== Records for the task ==
PR #5535, opened 2017-12-15
Add legacy link warning

### LINKED ISSUE #5137: links instruction to be deprecated in compose doc
[compose/compose-file/index.md](https://docs.docker.com/compose/compose-file/), CC @gbarr01 
Hello. i  think that you need to mention that `link` instruction is deprecated since it is already mentionned in docker networking documentation 
https://docs.docker.com/engine/userguide/networking/default_network/dockerlinks/

gbarr01:
Fixes #5137

### DIFF
--- a/compose/compose-file/index.md
+++ b/compose/compose-file/index.md
@@ -1098,7 +1098,7 @@ It's recommended that you use reverse-DNS notation to prevent your labels from c
 
 ### links
 
->**Warning**: >The `--link` flag is a deprecated legacy feature of Docker. It
+>**Warning**: >The `--link` flag is a legacy feature of Docker. It
 may eventually be removed. Unless you absolutely need to continue using it, we
 recommend that you use [user-defined networks](/engine/userguide/networking//#user-defined-networks)
 to facilitate communication between two containers instead of using `--link`.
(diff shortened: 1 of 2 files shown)


mistyhacks:
@thaJeztah are you OK with this wording?

thaJeztah:
Oh, you just opened a can of worms :joy:

- In the _default_ bridge network, `--link` creates an actual, uni-directional link between two containers, and has all the problems described (including restarting the target container breaking the link, and no option to re-attach) - **this is the "legacy" functionality**
- When using custom networks (irregardless the driver, could be bridge, overlay), the `--link` option is not creating an actual "link", but creates a container-scoped DNS alias for the linked container  (i.e. `container-a --link foo:container-b`; now `container-a` can access `container-b` both through its name (`container-b`), _and_ through the alias `foo`. That alias is _only_ known to `container-a`, whereas setting `docker run --network=mynetwork --network-alias=foo --name=container-a myimage` does the same, but makes the `foo` alias known to _all containers_ connected to the `my-network` network. **this usage of `--link` is not deprecated/legacy**

mistyhacks:
LGTM now, don't think we need to go into the level of detail but thanks for reiterating the background, @thaJeztah

PR #5546, opened 2017-12-16
Replace /abc.md links with /abc/ in glossary

### LINKED ISSUE #5288: Links within glossary are #term-name, should be #term<space>name
In glossary, links to multiple-word terms are sometimes given as `#term-name`, while they should be `#term<space>name`.

For example, in [glossary/swarm](https://docs.docker.com/glossary/?term=swarm) link to the definition of "swarm mode" is broken. See the [source](https://github.com/docker/docker.github.io/blob/cd44af55718728b9ca1aa835b9fd9090534f69be/_data/glossary.yaml#L277):

```
  A [swarm](/engine/swarm/) is a cluster of one or more Docker Engines running in [swarm mode](#swarm-mode).
```
Should probably be this:
```
  A [swarm](/engine/swarm/) is a cluster of one or more Docker Engines running in [swarm mode](#swarm mode).
```
Probable solutions:
* If changing links to the right form is enough, I can do it myself.
* Or maybe the docs builder should add both `#term-name` and `#term name` anchors to each term.

---

Files: [glossary.md](https://docs.docker.com/glossary/), [glossary.yaml](https://github.com/docker/docker.github.io/blob/master/_data/glossary.yaml).

 CC @johndmulhausen

NickVolynkin:
Fix other broken links in glosary.

### Proposed changes

Some links in glossary were still broken after a [recent commit](https://github.com/docker/docker.github.io/commit/97a1001fe91e94fff8b57bef0c6106dfe58784bd). This repairs them.

A typo was introduced in that commit, also fixed.

Fixes #5288

/CC @johndmulhausen

### DIFF
--- a/_data/glossary.yaml
+++ b/_data/glossary.yaml
@@ -29,7 +29,7 @@ cgroups: |
 collection: |
   A collection is a group of swarm resources that Docker EE uses for role-based
   access control. Collections enable organizing permissions for resources like
-  nodes, services, containers, volumes, networks, and secrets. [Learn how to manage collections](/datacenter/ucp/2.2/guides/access-control/manage-access-with-collections.md).
+  nodes, services, containers, volumes, networks, and secrets. [Learn how to manage collections](/datacenter/ucp/2.2/guides/access-control/manage-access-with-collections/).
 Compose: |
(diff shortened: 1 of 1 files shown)


johndmulhausen:
Thanks, @NickVolynkin 👍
===
__Required work__: Please write out, exactly as they appear above, only the lines in the stretch from the line with "PR #5546, opened 2017-12-16" through the line with "### Proposed changes".

__Your solution__:
PR #5546, opened 2017-12-16
Replace /abc.md links with /abc/ in glossary

### LINKED ISSUE #5288: Links within glossary are #term-name, should be #term<space>name
In glossary, links to multiple-word terms are sometimes given as `#term-name`, while they should be `#term<space>name`.

For example, in [glossary/swarm](https://docs.docker.com/glossary/?term=swarm) link to the definition of "swarm mode" is broken. See the [source](https://github.com/docker/docker.github.io/blob/cd44af55718728b9ca1aa835b9fd9090534f69be/_data/glossary.yaml#L277):

```
  A [swarm](/engine/swarm/) is a cluster of one or more Docker Engines running in [swarm mode](#swarm-mode).
```
Should probably be this:
```
  A [swarm](/engine/swarm/) is a cluster of one or more Docker Engines running in [swarm mode](#swarm mode).
```
Probable solutions:
* If changing links to the right form is enough, I can do it myself.
* Or maybe the docs builder should add both `#term-name` and `#term name` anchors to each term.

---

Files: [glossary.md](https://docs.docker.com/glossary/), [glossary.yaml](https://github.com/docker/docker.github.io/blob/master/_data/glossary.yaml).

 CC @johndmulhausen

NickVolynkin:
Fix other broken links in glosary.

### Proposed changes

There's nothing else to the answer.